PR #783, opened 2017-06-27
DROTH-746_Change_infotext_on_bus_stop_direction_creation

oskarmalmstrom:
first checks if road is one directional, then if the stop direction is the same as the road direction

### DIFF
--- a/UI/src/model/SelectedMassTransitStop.js
+++ b/UI/src/model/SelectedMassTransitStop.js
@@ -277,6 +277,21 @@
         }
     };
 
+    var validateDirectionsForCreation = function () {
+      if(roadCollection) {
+        var nearestLine = geometrycalculator.findNearestLine(roadCollection.getRoadsForMassTransitStops(), currentAsset.payload.lon, currentAsset.payload.lat);
+        var directions_decode = {BothDirections: 1, TowardsDigitizing: 2, AgainstDigitizing: 3};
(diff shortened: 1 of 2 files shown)


joanacoelho:
looks good

UI/src/model/SelectedMassTransitStop.js
```diff
@@ -277,6 +277,21 @@
...
+        var stopDirection = get('validityDirection');
+
+        if(roadLinkDirection != 1)
+          return stopDirection != roadLinkDirection;
+        return true;
+      }else{
+        return false;
+      }
+    };
+
```
MAC-CGI: validateDirectionsForSave and validateDirectionsForCreation have a similar code only with a different return.
Could you probably create a function to return the RoadLinkDirection. Something like that:

var getRoadLinkDirection = function(){
      var nearestLine = geometrycalculator.findNearestLine(roadCollection.getRoadsForMassTransitStops(), currentAsset.payload.lon, currentAsset.payload.lat);
      var linkId = nearestLine.linkId;
      if (!currentAsset.linkId)
        currentAsset.linkId = linkId;
      var directions_decode = {BothDirections: 1, TowardsDigitizing: 2, AgainstDigitizing: 3};
      return directions_decode[nearestLine.trafficDirection];
    };

halied:
Ok

marquesfm:
Ok for me

PR #788, opened 2017-06-29
DROTH-728 TR changes: Bus stops with end date should be modifiable in OTH

oskarmalmstrom:
Bus stops are now modifiable(form is read only) if: They have an end date in the future, have no end date
Not modifiable if the end day is older than today.


marquesfm:
Ok for me.

halied:
Ok

joanacoelho:
Looks good

PR #794, opened 2017-07-03
Viite 437 partitioner of project links

Campanha:


oappicgi:
code looks good, i will also run checks and visually test it

PR #798, opened 2017-07-05
DROTH-727 When moving bus stops more 50 mts (in state roads) inventointipäivä (inventory date) is not created for the newly created stop

marquesfm:
- Chnage the value of loppupvm and inventointipvm to moving date when moving bus stops more 50 mts.


joanacoelho:
Looks good

oskarmalmstrom:
ok

PR #805, opened 2017-07-07
Quick fixes board

plourenco90:
VIITE-550 Direction markers are visible in wrong scales when zooming out.
VIITE-552 Direction markers on grey dashed lines are pink, not grey and on turquoise dashed lines they are grey, not turquoise.
VIITE-556 Show the direction markers after "Siirrä" when transferring floatings.


viite-UI/src/view/LinkPropertyLayer.js
```diff
@@ -761,6 +763,10 @@
           feature.roadLinkData = road;
           simulatedOL3Features.push(feature);
           afterTransferLinks.push(road);
+          var marker = cachedMarker.createMarker(feature.roadLinkData);
+          if(map.getView().getZoom() > zoomlevels.minZoomForDirectionalMarkers) {
+            simulatedRoadsLayer.getSource().addFeature(marker);
```
Campanha: instead of simulatedRoadsLayer shouldnt we use directionMarkerLayer?

Campanha: Edit: Reviewed with with dev, and should be simulatedRoadsLayer like it is now since the Siirra only simulates the after transfer. (Y)

PR #808, opened 2017-07-11
VIITE-565 Get length from VVH

plourenco90:


oappicgi:
Fairly sure tests have to be changed as well, but i will run them after fixture reset to confirm

plourenco90:
I did the fixture reset and ran all tests and it passed.

PR #809, opened 2017-07-11
Viite 563 roadtype of project table should be the same as the one in the form

Campanha:


Campanha:
@pedrosag  yep they want it like this for now.

PR #810, opened 2017-07-12
Viite 451 reserving new address to unaddressed link

oappicgi:
added new PUT to viiteapi for adding address to nonaddressed link to given project. Currently only checks that address is not reserved in roadaddress table. checks for project-link table is other task


digiroad2-api-viite/src/main/scala/fi/liikennevirasto/digiroad2/ViiteApi.scala
```diff
@@ -48,7 +49,7 @@ class ViiteApi(val roadLinkService: RoadLinkService, val vVHClient: VVHClient,
   val DrawRoadPartsOnly = 2
   val DrawPublicRoads = 3
   val DrawAllRoads = 4
-
+  def withDynTransaction[T](f: => T): T = OracleDatabase.withDynTransaction(f)
```
Campanha: Could have been avoided if you opened the transactions at service level

oappicgi: in the pass i have had problems with rollback in tests if i had withDynTransaction block inside the test, so decided to add API level. (main problem being that rollback did not rollback)

PR #814, opened 2017-07-13
Viite 571 define error message when reserved

oappicgi:
error message now shows roadnumber, roadpartnumber and project date (as in task description)
Also fixes bug where fetching roadaddressproject startdate was switched with createdate


digiroad2-viite/src/main/scala/fi/liikennevirasto/viite/dao/ProjectDAO.scala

● Task directions: Up to and including the last line of the data, copy each line exactly, starting with the line that contains "added new PUT".

● Exercise answer:
added new PUT to viiteapi for adding address to nonaddressed link to given project. Currently only checks that address is not reserved in roadaddress table. checks for project-link table is other task


digiroad2-api-viite/src/main/scala/fi/liikennevirasto/digiroad2/ViiteApi.scala
```diff
@@ -48,7 +49,7 @@ class ViiteApi(val roadLinkService: RoadLinkService, val vVHClient: VVHClient,
   val DrawRoadPartsOnly = 2
   val DrawPublicRoads = 3
   val DrawAllRoads = 4
-
+  def withDynTransaction[T](f: => T): T = OracleDatabase.withDynTransaction(f)
```
Campanha: Could have been avoided if you opened the transactions at service level

oappicgi: in the pass i have had problems with rollback in tests if i had withDynTransaction block inside the test, so decided to add API level. (main problem being that rollback did not rollback)

PR #814, opened 2017-07-13
Viite 571 define error message when reserved

oappicgi:
error message now shows roadnumber, roadpartnumber and project date (as in task description)
Also fixes bug where fetching roadaddressproject startdate was switched with createdate


digiroad2-viite/src/main/scala/fi/liikennevirasto/viite/dao/ProjectDAO.scala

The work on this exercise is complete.